Some of the practical policy solutions seem to have merit, although it’s hard to judge their practicability for modern America or their applicability to the UK. The final section that calls for greater involvement of Christian religion and prayer in public life was moving to me as a believer, but I wonder whether such a vision is tenable in an America that is fast de-Christianising. In Britain we haven’t “done God” for decades, and we are proudly apathetic when it comes to questions of ultimate ends and the highest good. It’s nonetheless not the case that Deneen’s emphasis on this is totally foreign to the American tradition, given that prayer in public schools was only banned in 1947. America is a Christ-haunted country like no other.

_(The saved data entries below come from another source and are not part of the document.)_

PR #472, opened 2018-10-09
Allow inclusion of all items in RSS feeds.

### LINKED ISSUE #468: Docs: how to do "all" for RSS feed?
Reading the docs, the only info I see on setting number of items to include in the RSS feed is:

```toml
# The number of articles to include in the RSS feed
rss_limit = 20
```

In my case, I prefer never to truncate. Should the value be set to blank (null), 0, -1, an absurdly large number I'll never hit…?

(I'm happy to open a docs PR to clarify this.)

chriskrycho:
Switch to an `Option<usize>` for the serialized value of `rss_items`. This lets us just set a blank value in the configuration and thereby include *all* items.

This is a backwards-compatible change; it does not affect the behavior of existing configurations.

- Fixes #468.
- Closes #471. This alternative approach covers the same territory as that documentation change but in a better way in my view.

### DIFF
--- a/components/config/src/config.rs
+++ b/components/config/src/config.rs
@@ -5,13 +5,13 @@ use std::path::{Path, PathBuf};
 
 use chrono::Utc;
 use globset::{Glob, GlobSet, GlobSetBuilder};
+use syntect::parsing::{SyntaxSet, SyntaxSetBuilder};
 use toml;
 use toml::Value as Toml;
-use syntect::parsing::{SyntaxSet, SyntaxSetBuilder};
 
-use theme::Theme;
-use highlighting::THEME_SET;
 use errors::{Result, ResultExt};
+use highlighting::THEME_SET;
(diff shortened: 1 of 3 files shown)


chriskrycho:
So the docs don't look so happy done this way:

null

It looks like what I should do is just comment it out, if you want to take this approach?

```toml
# The number of articles to include in the RSS feed. Will include all items if
# not set.
# rss_limit = 20
```

Keats:
Development is happening on the `next` branch, I switched the PR to it and it seems there are some conflicts? Idea and code look good otherwise

chriskrycho:
I’ll do a merge and fix the conflicts! Probably tonight or tomorrow.

chriskrycho:
@Keats I ended up just recreating this entirely as a single commit on top of `next`. Should be good to go now!

Keats:
Thanks!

It seems that no one is interested in possible solutions to our deep-seated, chronic but increasingly urgent problems. Deneen was criticised over Why Liberalism Failed for not offering any way out of the impasse he convincingly argued that liberalism had left us in. This book comes along at a time when most people are seemingly happy to maintain their commitment to a decadent doomerism about the prospect of moving towards a better social, political and economic order. Do I agree with all the prescriptions that Deneen offers? No. Do I agree with the entirety of his thesis? Again, no. We should be thankful, though, that there are thinkers like Deneen willing to turn their minds and their hands towards charting a possible course out of the current crisis.